Interpretazioni teologiche e storiche

Le comunità religiose e gli studiosi offrono interpretazioni diverse dei miracoli:

  • Prospettiva di fede: per molti cristiani e musulmani i miracoli sono eventi reali e storici che confermano la rivelazione divina e la missione di Gesù.
  • Prospettiva simbolica o teologica: alcuni esegeti vedono nei racconti miracolosi elementi fortemente simbolici, utili a comunicare verità spirituali più che descrivere eventi con rigorosa cronologia storica.
  • Metodo storico-critico e scetticismo: numerosi storici e critici testuali mettono in relazione i racconti con contesti culturali, redazionali e teologici delle prime comunità cristiane e musulmane, valutandone l'intento religioso più che l'oggettività fattuale.

Miracoli oggi: devozione, guarigioni e criteri

Nel corso dei secoli molti fedeli hanno riferito esperienze di guarigione attribuite all'intercessione di Gesù. I cattolici in particolare raccolgono e verificano numerosi casi, soprattutto in procedimenti di canonizzazione dei santi: la Chiesa richiede che guarigioni contestate come miracolose siano immediate, durature e inspiegabili alla luce della scienza medica contemporanea. Luoghi come Lourdes, per esempio, sono centri famosi di pellegrinaggio dove si chiedono grazie di guarigione. Altre comunità cristiane — in particolare movimenti carismatici — testimoniano ancora oggi esperienze di miracoli e guarigioni durante riunioni di preghiera. Vi è però anche una corrente teologica, detta "cessazionismo", che sostiene che i miracoli straordinari si siano ridotti o cessati dopo l'epoca apostolica.

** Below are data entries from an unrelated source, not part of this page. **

PR #37, opened 2020-05-18
Updated Adoptadog Site

ksjolly:


blog.html
```diff
@@ -0,0 +1,119 @@
...
+      <li><a href="index.html">Home  </a></li>
+      <li><a href="dogs.html">Dogs</a></li>
+      <li><a href="blog.html">Blog</a></li>
+    </ul>
+  </nav>
+  <div>
+    <section class = "sectionblog">
+      <h1 class="dogsh1"> Adoptadog Blog </h1>
+      <div class="clearfix">
+      <img class="mainimage" src="images/blog-1.jpg" alt="Smiley face" height="35%" width="35%">
```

Questioni di autenticità e criteri di valutazione

Valutare un presunto miracolo implica considerazioni mediche, storiche e teologiche. Le istituzioni religiose hanno procedure differenti per accertarne la natura: spesso si richiede documentazione clinica, testimonianze dirette e l'esclusione di spiegazioni naturali plausibili. I ricercatori esterni applicano invece metodi storici e scientifici per valutare fonti, contesti e possibili spiegazioni alternative.

Conclusione

I miracoli attribuiti a Gesù occupano un posto centrale sia nel cattolicesimo e nelle tradizioni cristiane in generale, sia nell' Islam. Essi sono letti come segni della relazione tra il divino e l'umano, ma la loro interpretazione varia: per alcuni sono eventi storici e soprannaturali, per altri racconti ricchi di significato teologico, e per altri ancora materiali su cui applicare critica storica e scientifica. In ogni caso continuano a essere oggetto di devozione, studio e dibattito.

 Cristo cammina sull'acqua, di Ivan Aivazovsky, 1888.Zoom
Cristo cammina sull'acqua, di Ivan Aivazovsky, 1888.

Domande e risposte

D: Quali sono i miracoli di Gesù?


R: I miracoli di Gesù sono cose che la Bibbia e la Corano dicono che Gesù ha fatto che un essere umano non può fare normalmente. Tra questi vi sono la guarigione di malati, ciechi, storpi o sordi, l'arresto di una tempesta in mare, il camminare sull'acqua, l'uccisione di un albero, il parlare dalla culla, il riportare in vita un uccello di argilla, il portare una tavola di cibo dal cielo e il riportare in vita alcuni morti.

Domanda.
R: Gli aderenti al Cristianesimo e all'Islam credono che Gesù abbia compiuto questi miracoli con il potere di Dio.

D: Nei Vangeli ci sono testimonianze di Gesù che compie miracoli?


R: Sì, i Vangeli di Matteo, Marco e Luca contengono molti resoconti di Gesù che compie miracoli.

D: I nemici di Gesù gli chiesero di compiere miracoli per dimostrare il suo potere soprannaturale?


R: Sì, i nemici di Gesù gli chiesero di fare dei miracoli per dimostrare il suo potere soprannaturale, ma lui rifiutò. Faceva questi atti solo come segni per i suoi seguaci, per insegnare loro qualcosa sul suo potere.

D: La Corano menziona qualche miracolo particolare compiuto da Gesù?


R: Sì, secondo il Corano, Gesù parlò nella sua culla, fece rivivere un uccello di argilla e fece scendere dal cielo una tavola piena di cibo.

D: Pensa che miracoli simili avvengano ancora oggi?


R: Alcuni cristiani credono che Gesù li abbia guariti o abbia sperimentato altri eventi miracolosi durante le grandi riunioni cristiane, mentre altri credono che tali eventi si siano verificati solo quando Lui era sulla terra e non si verifichino più oggi.